PR #311, opened 2021-11-22
fix #254 [BUG] ulong variable throws error when the value being edited in play mode.

### LINKED ISSUE #254: [BUG] `ulong` variable throws error when the value being edited in play mode.
**Describe the bug**
I generated atoms with `ulong` as the type. Then I made an `ulong` variable. Everytime I change the value on play mode, I got this error:

```
InvalidCastException: Specified cast is not valid.
UnityAtoms.AtomBaseVariable`1[T].set_BaseValue (System.Object value) (at Library/PackageCache/com.unity-atoms.unity-atoms-core@4.4.2/Runtime/Variables/AtomBaseVariable.cs:48)
UnityAtoms.Editor.AtomVariableEditor`2[T,P].OnInspectorGUI () (at Library/PackageCache/com.unity-atoms.unity-atoms-core@4.4.2/Editor/Editors/Variables/AtomVariableEditor.cs:53)
UnityEditor.UIElements.InspectorElement+<>c__DisplayClass58_0.<CreateIMGUIInspectorFromEditor>b__0 () (at <e020ad89c1af43769f98694c4076cf19>:0)
UnityEngine.GUIUtility:ProcessEvent(Int32, IntPtr, Boolean&)
```

**To Reproduce**
1. Generate atoms for type `ulong`.
2. Make new `ulong` variable.
3. Start play mode.
4. Change value of the variable.

**Expected behavior**
No error and event raised.

**Environment**
 - OS: Windows 10
 - Unity Version 2020.2.1f1
 - Version of Unity Atoms v4.4.2

ThimoDEV:
Ulong was deserialized to a System32 int. The solution was to use the same fix as for the Double type which was serialized to a float. I guess more of these issues might appear in the future so then this fix might become quite a long bit of code

### DIFF
--- a/Packages/Core/Editor/Editors/Variables/AtomVariableEditor.cs
+++ b/Packages/Core/Editor/Editors/Variables/AtomVariableEditor.cs
@@ -48,6 +48,11 @@ namespace UnityAtoms.Editor
                         {
                             atomTarget.BaseValue = (double)(float)value;
                         }
+                        //Ulong is deserialized to System32 Int. 
+                        else if(typeof(T) == typeof(ulong))
+                        {
+                            atomTarget.BaseValue = (ulong)(int)value;
+                        }
                         else
                         {
                             atomTarget.BaseValue = value;


miikalo (approved):
This removes the error, but I wonder if the ulong value gets truncated when cast to int. This seems a problem in Unity serialization rather than something we can fix.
====
> [Your goal] Without leaving anything out, output all of the material exactly.

> [Response box]
PR #311, opened 2021-11-22
fix #254 [BUG] ulong variable throws error when the value being edited in play mode.

### LINKED ISSUE #254: [BUG] `ulong` variable throws error when the value being edited in play mode.
**Describe the bug**
I generated atoms with `ulong` as the type. Then I made an `ulong` variable. Everytime I change the value on play mode, I got this error:

```
InvalidCastException: Specified cast is not valid.
UnityAtoms.AtomBaseVariable`1[T].set_BaseValue (System.Object value) (at Library/PackageCache/com.unity-atoms.unity-atoms-core@4.4.2/Runtime/Variables/AtomBaseVariable.cs:48)
UnityAtoms.Editor.AtomVariableEditor`2[T,P].OnInspectorGUI () (at Library/PackageCache/com.unity-atoms.unity-atoms-core@4.4.2/Editor/Editors/Variables/AtomVariableEditor.cs:53)
UnityEditor.UIElements.InspectorElement+<>c__DisplayClass58_0.<CreateIMGUIInspectorFromEditor>b__0 () (at <e020ad89c1af43769f98694c4076cf19>:0)
UnityEngine.GUIUtility:ProcessEvent(Int32, IntPtr, Boolean&)
```

**To Reproduce**
1. Generate atoms for type `ulong`.
2. Make new `ulong` variable.
3. Start play mode.
4. Change value of the variable.

**Expected behavior**
No error and event raised.

**Environment**
 - OS: Windows 10
 - Unity Version 2020.2.1f1
 - Version of Unity Atoms v4.4.2

ThimoDEV:
Ulong was deserialized to a System32 int. The solution was to use the same fix as for the Double type which was serialized to a float. I guess more of these issues might appear in the future so then this fix might become quite a long bit of code

### DIFF
--- a/Packages/Core/Editor/Editors/Variables/AtomVariableEditor.cs
+++ b/Packages/Core/Editor/Editors/Variables/AtomVariableEditor.cs
@@ -48,6 +48,11 @@ namespace UnityAtoms.Editor
                         {
                             atomTarget.BaseValue = (double)(float)value;
                         }
+                        //Ulong is deserialized to System32 Int. 
+                        else if(typeof(T) == typeof(ulong))
+                        {
+                            atomTarget.BaseValue = (ulong)(int)value;
+                        }
                         else
                         {
                             atomTarget.BaseValue = value;


miikalo (approved):
This removes the error, but I wonder if the ulong value gets truncated when cast to int. This seems a problem in Unity serialization rather than something we can fix.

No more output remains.